MODIS satellites provide continuous global observations on land surface temperature. It is more important in data-sparse
area, such as on the Tibetan Plateau (TP) with very few meteorological stations. Images with severe data missing or poor
quality pixels were often found in MODIS LST products, which mostly were caused by the influences of clouds. The
traditional geo-statistic methods, including ordinary Kriging and inverse distance weighted (IDW) methods, cannot well
interpolate missing-data pixels for a large area.
Assuming that the changes of LST at one location would be similar with that at the locations with similar features, a
novel method was proposed to interpolate the missing-data pixels by making use of other pixels with the most similar
features. MODIS/Terra LST covering TP in 2005 were used as experimental data, and pixels with cloud coverage,
average emissivity error greater than 0.04, and average LST error greater than 2K were identified as missing-data pixels.
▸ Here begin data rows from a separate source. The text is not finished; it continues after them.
PR #6977, opened 2026-09-07
fix(python): let state demo streams complete

ephraimduncan:
## Problem

the string, list, and dictionary demos in `python/state-test` emit a `NoneType` error instead of state updates. all three fail on their first statement, so those routes have never run to completion.

reproduction on `98010f17b`, against the workspace `assistant-stream`:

The images with less than 10% missing-data pixels were selected as reference images, in which the missing-data pixels
were interpolated with IDW. Distances for different land surface features in images, such as DEM, slope, NDVI and LST,
from the interpolating pixel to the other pixels with known LST were calculated. Similar pixels are identified as the
distances less than a given threshold. Relationship of LST for those similar pixels was regressed, and was applied to
estimate LSTs for the missing pixels. Compared with IDW and Kriging, the proposed method could interpolate the
MODIS LST much better on the Tibetan Plateau.